* **PROBLEM TO SOLVE**: Your answer must be every line of the data that contains "wrong".

Stored data entries

________________

PR #453, opened 2018-12-04
Fix Transaction synchronizes on wrong variable

triller-telekom:

### DIFF
--- a/com.zsmartsystems.zigbee/src/main/java/com/zsmartsystems/zigbee/transaction/ZigBeeTransaction.java
+++ b/com.zsmartsystems.zigbee/src/main/java/com/zsmartsystems/zigbee/transaction/ZigBeeTransaction.java
@@ -62,7 +62,7 @@ public class ZigBeeTransaction implements ZigBeeCommandListener {
             final ZigBeeTransactionMatcher responseMatcher) {
         this.command = command;
         this.responseMatcher = responseMatcher;
-        synchronized (command) {
+        synchronized (this.command) {
             transactionFuture = new ZigBeeTransactionFuture();
 
             // Schedule a task to timeout the transaction


triller-telekom:
While trying to find the reason for

```
Exception in thread "pool-32-thread-13" java.lang.NullPointerException
        at com.zsmartsystems.zigbee.transaction.ZigBeeTransaction.commandReceived(ZigBeeTransaction.java:109)
        at com.zsmartsystems.zigbee.internal.ZigBeeCommandNotifier$1.run(ZigBeeCommandNotifier.java:58)
        at java.util.concurrent.ThreadPoolExecutor.runWorker(ThreadPoolExecutor.java:1149)
        at java.util.concurrent.ThreadPoolExecutor$Worker.run(ThreadPoolExecutor.java:624)
        at java.lang.Thread.run(Thread.java:748)
```

I noticed that there was a synchronization on the wrong variable, i.e. the send method synchronized on the local parameter and not on the class variable like the receive method.

I think this is a bug, but not sure if it also fixes the above mentioned NPE, as I am not 100% aware of the lifecycle of such a transaction.

cdjackson:
Thanks Stefan. Shouldn't this be the same?

```
this.command = command;
synchronize(command) {
}
```

and

```
this.command = command;
synchronize(this.command) {
}
```

Both should synchronise on the same object shouldn't they?

triller-telekom:
Alright, but then we still have to fix the NPE in

`com.zsmartsystems.zigbee.transaction.ZigBeeTransaction.commandReceived(ZigBeeTransaction.java:109)`

Lets see if it still occurs and if it does, we can fix it. Thanks for merging.

cdjackson:
Agreed. I've not looked at the exception at all yet so was just commenting on the proposed change.  Is the exception something you see often? I don't think I've ever seen this, so I'm wondering what is different if you are seeing this often?

triller-telekom:
I have seen it yesterday a couple of times and also today at least 3 times.

If it occurs again, I create an issue where I describe when it happened, i.e. what I have done before it occurred. Because right now I don't remember what I have done :)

________________

* **PROBLEM SOLUTION**:
Fix Transaction synchronizes on wrong variable
I noticed that there was a synchronization on the wrong variable, i.e. the send method synchronized on the local parameter and not on the class variable like the receive method.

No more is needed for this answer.